Exercise aim
Reproduce each line from the records that holds "files".

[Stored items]
>>>

PR #247, opened 2018-06-19
Extend API logging 

ewelinagr:
As a system administrator, I want to be able to see a log of relevant calls to the REST API (TMT-181):
TMT-180 - Add audit interceptors to log data requests for auditing
TMT-251 - Add saving API call logs to the file, fix an audit logger configuration

PR #266, opened 2018-07-04
Temporarily ignore randomly failing ChildProcessAppender test

ewelinagr:
@gijskant @forus There is one rest-api test for ChildProcessAppender (I kept it from a previous implementation that was using log4j specific libraries) that is failing randomly on dev (Travis). I am not sure why, because it is passing locally and was passing for the PR on Travis: https://github.com/thehyve/transmart-core/pull/247. Started failing after merge of this PR. I restarted rest-api tests couple of times and it is passing again. I need some time to investigate it, so as not to break future builds I would like to temporarily ignore it until I fix it.

### DIFF
--- a/transmart-rest-api/src/test/groovy/org/transmartproject/rest/logging/ChildProcessAppenderTests.groovy
+++ b/transmart-rest-api/src/test/groovy/org/transmartproject/rest/logging/ChildProcessAppenderTests.groovy
@@ -25,6 +25,7 @@ import org.junit.Rule
 import org.junit.rules.TemporaryFolder
 import ch.qos.logback.classic.Level
 import org.slf4j.LoggerFactory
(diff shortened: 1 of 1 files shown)


transmart-rest-api/src/test/groovy/org/transmartproject/rest/logging/ChildProcessAppenderTests.groovy
```diff
@@ -101,6 +102,7 @@ class ChildProcessAppenderTests extends Specification {
         thrown ChildFailedException
     }
 
+    @Ignore
```
gijskant: Can you also document here in the code, why the test is being ignored temporarily?

ewelinagr:
@gijskant done

PR #268, opened 2018-07-09
Fix the access check for concepts.

gijskant:


gijskant:
Fixes issue [TMT-325](https://jira.thehyve.nl/browse/TMT-325).

PR #271, opened 2018-07-11
Disable the "v1" API for transmart-api-server

ewelinagr:
Covers [TMT-298](https://jira.thehyve.nl/browse/TMT-298) and [TMT-328](https://jira.thehyve.nl/browse/TMT-328)


forus:
Nice job!

PR #272, opened 2018-07-12
Add rest api e2e tests for access token validation

ewelinagr:
Covers [TMT-327](https://jira.thehyve.nl/browse/TMT-327)

### DIFF
--- a/transmart-rest-api-e2e/src/test/groovy/base/RestHelper.groovy
+++ b/transmart-rest-api-e2e/src/test/groovy/base/RestHelper.groovy
@@ -15,8 +15,10 @@ class RestHelper {
             request.uri.path = requestMap.path
             request.uri.query = requestMap.query
 
-            if (!requestMap.skipOauth && AUTH_NEEDED) {
+            if (!requestMap.token && AUTH_NEEDED) {
                 testContext.getAuthAdapter().authenticate(getRequest(), (requestMap.user ?: DEFAULT_USER))
+            } else if (requestMap.token){
+                request.headers.'Authorization' = 'Bearer ' + requestMap.token
             }
 
             response.success { FromServer fromServer, body ->
@@ -45,8 +47,10 @@ class RestHelper {
             request.contentType = requestMap.contentType ?: ContentTypeFor.JSON
             request.body = requestMap.body
 
-            if (!requestMap.skipOauth && AUTH_NEEDED) {
+            if (!requestMap.token && AUTH_NEEDED) {
                 testContext.getAuthAdapter().authenticate(getRequest(), (requestMap.user ?: DEFAULT_USER))
+            } else if (requestMap.token){
+                request.headers.'Authorization' = 'Bearer ' + requestMap.token
             }
 
             response.success { FromServer fromServer, body ->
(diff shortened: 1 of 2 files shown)


transmart-rest-api-e2e/src/test/groovy/base/RestHelper.groovy
```diff
@@ -17,6 +17,8 @@ class RestHelper {
 
             if (!requestMap.skipOauth && AUTH_NEEDED) {
                 testContext.getAuthAdapter().authenticate(getRequest(), (requestMap.user ?: DEFAULT_USER))
+            } else if (requestMap.skipOauth && requestMap.token){
```
forus: Could we perhaps simplify the conditions by reducing the number of flags?
Are `skipOauth` and `AUTH_NEEDED` always opposite flags to each other? When they not?
Are `requestMap.skipOauth` and `requestMap.token` always have the same boolean value? When they not?

transmart-rest-api-e2e/src/test/groovy/tests/rest/access/AccessCheckSpec.groovy
```diff
@@ -0,0 +1,103 @@
...
+                token     : tokenForUnrestrictedUser
+        ])
+
+
+        when: "I fabricate the token by replacing original user data with a new user"
+        def tokenWithReplacedUser = replaceUserInToken(tokenForUnrestrictedUser, DEFAULT_USER)
+        def responseForNewUser = get([
+                path      : PATH_STUDIES,
+                acceptType: JSON,
+                user      : UNRESTRICTED_USER,
```
forus: Why do we have both `token` and `user`? `token` seems to be sufficient.
I don't fully understand where passing `UNRESTRICTED_USER` as the user and `DEFAULT_USER` in the token fails.

transmart-rest-api-e2e/src/test/groovy/tests/rest/access/AccessCheckSpec.groovy
```diff
@@ -0,0 +1,103 @@
...
+                token     : tokenWithReplacedUser,
+                statusCode: 401
+        ])
+
+        then: "The signature is verified as invalid, I am not authorized to access the resource"
+        responseForNewUser.error == "Unauthorized"
+        responseForNewUser.message == "Unable to authenticate using the Authorization header"
+    }
+
+    private String replaceUserInToken(String tokenForUnrestrictedUser, String newUser) {
```
forus: nice!

transmart-rest-api-e2e/src/test/groovy/base/RestHelper.groovy
ewelinagr: `requestMap.token` is a string, but I can replace the skipOauth one with it, because `skipOauth` is not used anymore in other cases that I added.

Regarding `AUTH_NEEDED` it was used for the previous flow with transmart-oauth2 - there was an option to switch off the authentication in the configuration file. Since we are still supporting authentication with transmart for tm-server, we should probably keep this `AUTH_NEEDED`. What do you think?

transmart-rest-api-e2e/src/test/groovy/tests/rest/access/AccessCheckSpec.groovy
ewelinagr: you are right, user is not needed in this case, I'll remove it from this map.  It fails on checking the signature on the keycloak side. It compares the signature from the last part of the token with the `payload` part of the token, where there is a user data.

transmart-rest-api-e2e/src/test/groovy/tests/rest/access/AccessCheckSpec.groovy
```diff
@@ -0,0 +1,97 @@
...
+        tokenPayload.sub = getUsername(newUser)
+
+        String newTokenPayload = decodeMapToBase64String(tokenPayload)
+        tokenParts[1] = newTokenPayload
+
+        tokenParts.join(".")
+    }
+
+    private String decodeMapToBase64String(Map tokenPart) {
+        def tokenPartString = toJSON(tokenPart)
```
gijskant: In the other PR I removed the `toJSON` function. Could you use `new ObjectMapper().writeValueAsString(tokenPart)` instead? That would reduce the merge conflicts.

PR #273, opened 2018-07-13
Add access policy tests. Reorganising transmart-rest-api functional tests.

forus:


transmart-core-db/src/main/groovy/org/transmartproject/db/dataquery/highdim/parameterproducers/StandardAssayConstraintFactory.groovy
```diff
@@ -41,6 +42,9 @@ class StandardAssayConstraintFactory extends AbstractMethodBasedParameterFactory
     @Autowired
     QueriesResource queriesResource
 
+    @Autowired
+    UsersResource usersResource
```
gijskant: Looks like this one is not being used after all.

PR #1640, opened 2022-09-28
feat: Add vertical alignment to ui.inline

### LINKED ISSUE #1535: Allow vertical alignment for ui.inline
via @azim-b

Add `align` attr to `ui.inline` to allow for vertical alignment. Currently, we [center everything by default](https://github.com/h2oai/wave/blob/989d2c808f0bb60f7e179bb2a7a9ccb44ad6064f/ui/src/form.tsx#L201), which does not suit every case, e.g. displaying 2 choice groups side by side with different choice counts:

image

## Implementation notes

* Add a new `align` prop to `Inline` interface with all the possible values that flexbox offers for vertical alignment.
* Implement the necessary functionality.
* Add a python example demonstrating the behavior.

NevilleMthw:
Hi, this resolves #1535.

Thanks,
Neville


mturoci:
Thanks for the PR @NevilleMthw! Unfortunately, this is not what is needed to be done. I have updated the issue description, so please have a look. I also suggest going through contribution guidelines that describe what needs to be done when adding new props to cards/components.

NevilleMthw:
Oh okay. Thanks for the feedback. I will go through the issue again. @mturoci.

mturoci (changes requested):
Thanks for the PR @NevilleMthw! Can you also please include python examples showcasing your feature + update PR description with the screenshots so that we can see how does the feature works in practice.

NevilleMthw:
> Thanks for the PR @NevilleMthw! Can you also please include python examples showcasing your feature + update PR description with the screenshots so that we can see how does the feature works in practice.

Hi, I will definitely look at trying to create a Python example. Will let you know. Thanks.

mturoci:
Closing due to inactivity.

PR #1658, opened 2022-10-05
docs: Add social media icons to header RHS.

### LINKED ISSUE #1653: Add social icons to docs page header
Replace the current Github link with an icon and include icons for Twitter and Discord. Replace the theme-changing icon with a more compact one.

## Current

image

## Desired result

image

inspiration from - https://www.frontendinterviewhandbook.com/

## Links

Github - https://github.com/h2oai/wave
Twitter - https://twitter.com/intent/follow?screen_name=h2o_wave
Discord - https://discord.gg/V8GZFAy3WM

i-m-karanagarwal:
@mturoci Please review my PR.
Added Social Icons to Docs Page header.

Closes #1653


website/docusaurus.config.js
```diff
@@ -41,7 +41,25 @@ module.exports = {
         { to: 'https://github.com/h2oai/wave/discussions', label: 'Discuss', position: 'left' },
         { to: 'https://h2oai.github.io/h2o-ai-cloud/', label: 'Enterprise', position: 'left', },
         { to: 'https://github.com/h2oai/wave/releases', label: 'Download', position: 'right', },
-        { href: 'https://github.com/h2oai/wave', label: 'GitHub', position: 'right', },
+        { href: 'https://github.com/h2oai/wave',
+          position: 'right',
+          className: 'navbar-icon navbar-icon-github',
```
mturoci, line 46: Are `navbar-icon-<social-media>` defined somewhere? If not, let's remove those. Seems like only `navbar-icon` class is used.

Same for the rest of the icons.

```suggestion
          className: 'navbar-icon',
```

website/docusaurus.config.js
```diff
@@ -41,7 +41,25 @@ module.exports = {
...
+          'aria-label': 'GitHub repository',
+          html: `<img src="img/github.svg"/>`,},
```
mturoci, line 48: We should use absolute URLs instead of relative ones. Notice how the icons break when you navigate to `Get started` page for example.

Also please add an `alt` attribute to the icons so that they are accessible.

mturoci (changes requested):
Thanks @i-m-karanagarwal! Looks great.

A few comments from me + please remove all the changes to `package-lock.json` - these should not be there.

website/docusaurus.config.js
```diff
@@ -41,7 +41,25 @@ module.exports = {
         { to: 'https://github.com/h2oai/wave/discussions', label: 'Discuss', position: 'left' },
         { to: 'https://h2oai.github.io/h2o-ai-cloud/', label: 'Enterprise', position: 'left', },
         { to: 'https://github.com/h2oai/wave/releases', label: 'Download', position: 'right', },
-        { href: 'https://github.com/h2oai/wave', label: 'GitHub', position: 'right', },
+        { href: 'https://github.com/h2oai/wave',
+          position: 'right',
+          className: 'navbar-icon',
+          'aria-label': 'GitHub repository',
+          html: `<img src="https://img.icons8.com/ios-glyphs/30/000000/github.png" alt='Github Logo' />`,},
```
mturoci, line 48: Although this solves the problem, what I meant by absolute URLs was to be absolute within our docs so all there is needed to be done was to prefix your image src with `/`. See [third example here](https://developer.mozilla.org/en-US/docs/Learn/Common_questions/What_is_a_URL#examples_of_absolute_urls). Please revert and only prefix the urls.

Having the SVG icons served from our own server is better performance-wise since we do not need to make another TLS handshake.

mturoci (approved):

<<<

Reply to the exercise
(diff shortened: 1 of 1 files shown)
(diff shortened: 1 of 2 files shown)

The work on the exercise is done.